Output the records exactly, with no line skipped.
=-=-=-=-=
PR #624, opened 2022-11-28
Add Reducer capabilities by introducing a Reproducer that can be retrieved from TestOracle

kshehata:
Quick preview of what I'm working on. This adds the type information to return a Reproducer, but doesn't modify the `check()` method. Is this heading in the right direction? If so, I can add the Reducer changes tomorrow.

### DIFF
--- a/src/sqlancer/StateToReproduce.java
+++ b/src/sqlancer/StateToReproduce.java
@@ -9,7 +9,7 @@ import sqlancer.common.query.Query;
 
 public class StateToReproduce {
 
-    private final List<Query<?>> statements = new ArrayList<>();
+    private List<Query<?>> statements = new ArrayList<>();
 
     private final String databaseName;
 
@@ -126,6 +126,10 @@ public class StateToReproduce {
 
     public OracleRunReproductionState createLocalState() {
         return new OracleRunReproductionState();
+    }
+
+    public void setStatements(List<Query<?>> statements) {
+        this.statements = statements;
     }
 
 }
--- a/src/sqlancer/DatabaseProvider.java
+++ b/src/sqlancer/DatabaseProvider.java
@@ -24,6 +24,8 @@ public interface DatabaseProvider<G extends GlobalState<O, ?, C>, O extends DBMS
      * @param globalState
      *            the state created and is valid for this method call.
      *
+     * @return Reproducer if a bug is found and a reproducer is available.
+     *
      * @throws Exception
      *             if creating the database fails.
      *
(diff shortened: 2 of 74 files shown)


mrigger:
Looks good, thanks!

mrigger:
Currently, the tests are failing to the newly-added HSQLDB implementation.

kshehata:
Extended this with Reproducer support in SQLite3's NoREC Oracle and the StatementReducer to use it. PTAL and let me know if this looks good so far?

I'm trying to figure out now how to connect the two. The problem I'm facing is that Main has what is needed to make a new GlobalState for the Reducer to use, but ProviderAdapter has the Reproducer. Here are my ideas so far:

1. Have ProviderAdapter catch the AssertionError and return the reproducer if it exists, or rethrow if it doesn't.
2. Make another call to ProviderAdapter for reducing the query.
3. Make ProviderAdapter cache the Reproducer and return it in a separate call. This seems not great because that means the Reproducer is being cached twice.
4. Have ProviderAdapter clone the GlobalState. Is that possible?

Let me know what you think. I'm less familiar with this part of the design, so I'm not sure what the best choice is.

src/sqlancer/StateToReproduce.java
```diff
@@ -128,4 +128,8 @@ public OracleRunReproductionState createLocalState() {
         return new OracleRunReproductionState();
     }
 
+    public void setStatements(List<Query<?>> statements) {
+        this.statements = statements;
```
mrigger, line 132: Perhaps it might be safer to defensively copy the list?

mrigger (commented):
I'm not very sure. I think it would be reasonable to implement a `copy` method in `GlobalState`. Perhaps some care would be required to ensure that we deep-copy `StateToReproduce`. The other options also sound reasonable. Perhaps you can go ahead with the method you feel is most appropriate?

Btw, I'm boarding a long-distance flight and there might be some delays with my responses in the next few days. Sorry for that!

kshehata:
I've updated ProviderAdapter to catch AssertionError so it can pull down the Reproducer and return it to Main. Main then uses similar logic to the previous PR to do the reducing. I've also rebased to master. It's hidden behind a flag and doesn't change any of the actual output logs, just outputs to stdout. Is this now at a good state to merge? I'll squash before merging.

mrigger (approved):
Thanks, LGTM! I will use the GitHub user interface to update the branch and squash the commits.

mrigger:
Sorry, it seems that due to the new HSQLDB component, the build currently fails.

kshehata:
I've fixed HSQLDB and it should pass all tests now. Please go ahead with the squash and merge when possible. Thanks!

kshehata:
Test seem to be failing as apt-get cannot find Citus ?

`Unable to locate package postgresql-13-citus-10.1`

mrigger:
Yes, merging the PR despite the failure.

@halilozanakgul: could you please have a look at the Citus issue?

kshehata:
Fantastic, thanks!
=-=-=-=-=
ANSWER TO THE EXERCISE:
PR #624, opened 2022-11-28
Add Reducer capabilities by introducing a Reproducer that can be retrieved from TestOracle

kshehata:
Quick preview of what I'm working on. This adds the type information to return a Reproducer, but doesn't modify the `check()` method. Is this heading in the right direction? If so, I can add the Reducer changes tomorrow.

### DIFF
--- a/src/sqlancer/StateToReproduce.java
+++ b/src/sqlancer/StateToReproduce.java
@@ -9,7 +9,7 @@ import sqlancer.common.query.Query;
 
 public class StateToReproduce {
 
-    private final List<Query<?>> statements = new ArrayList<>();
+    private List<Query<?>> statements = new ArrayList<>();
 
     private final String databaseName;
 
@@ -126,6 +126,10 @@ public class StateToReproduce {
 
     public OracleRunReproductionState createLocalState() {
         return new OracleRunReproductionState();
+    }
+
+    public void setStatements(List<Query<?>> statements) {
+        this.statements = statements;
     }
 
 }
--- a/src/sqlancer/DatabaseProvider.java
+++ b/src/sqlancer/DatabaseProvider.java
@@ -24,6 +24,8 @@ public interface DatabaseProvider<G extends GlobalState<O, ?, C>, O extends DBMS
      * @param globalState
      *            the state created and is valid for this method call.
      *
+     * @return Reproducer if a bug is found and a reproducer is available.
+     *
      * @throws Exception
      *             if creating the database fails.
      *
(diff shortened: 2 of 74 files shown)


mrigger:
Looks good, thanks!

mrigger:
Currently, the tests are failing to the newly-added HSQLDB implementation.

kshehata:
Extended this with Reproducer support in SQLite3's NoREC Oracle and the StatementReducer to use it. PTAL and let me know if this looks good so far?

I'm trying to figure out now how to connect the two. The problem I'm facing is that Main has what is needed to make a new GlobalState for the Reducer to use, but ProviderAdapter has the Reproducer. Here are my ideas so far:

1. Have ProviderAdapter catch the AssertionError and return the reproducer if it exists, or rethrow if it doesn't.
2. Make another call to ProviderAdapter for reducing the query.
3. Make ProviderAdapter cache the Reproducer and return it in a separate call. This seems not great because that means the Reproducer is being cached twice.
4. Have ProviderAdapter clone the GlobalState. Is that possible?

Let me know what you think. I'm less familiar with this part of the design, so I'm not sure what the best choice is.

src/sqlancer/StateToReproduce.java
```diff
@@ -128,4 +128,8 @@ public OracleRunReproductionState createLocalState() {
         return new OracleRunReproductionState();
     }
 
+    public void setStatements(List<Query<?>> statements) {
+        this.statements = statements;
```
mrigger, line 132: Perhaps it might be safer to defensively copy the list?

mrigger (commented):
I'm not very sure. I think it would be reasonable to implement a `copy` method in `GlobalState`. Perhaps some care would be required to ensure that we deep-copy `StateToReproduce`. The other options also sound reasonable. Perhaps you can go ahead with the method you feel is most appropriate?

Btw, I'm boarding a long-distance flight and there might be some delays with my responses in the next few days. Sorry for that!

kshehata:
I've updated ProviderAdapter to catch AssertionError so it can pull down the Reproducer and return it to Main. Main then uses similar logic to the previous PR to do the reducing. I've also rebased to master. It's hidden behind a flag and doesn't change any of the actual output logs, just outputs to stdout. Is this now at a good state to merge? I'll squash before merging.

mrigger (approved):
Thanks, LGTM! I will use the GitHub user interface to update the branch and squash the commits.

mrigger:
Sorry, it seems that due to the new HSQLDB component, the build currently fails.

kshehata:
I've fixed HSQLDB and it should pass all tests now. Please go ahead with the squash and merge when possible. Thanks!

kshehata:
Test seem to be failing as apt-get cannot find Citus ?

`Unable to locate package postgresql-13-citus-10.1`

mrigger:
Yes, merging the PR despite the failure.

@halilozanakgul: could you please have a look at the Citus issue?

kshehata:
Fantastic, thanks!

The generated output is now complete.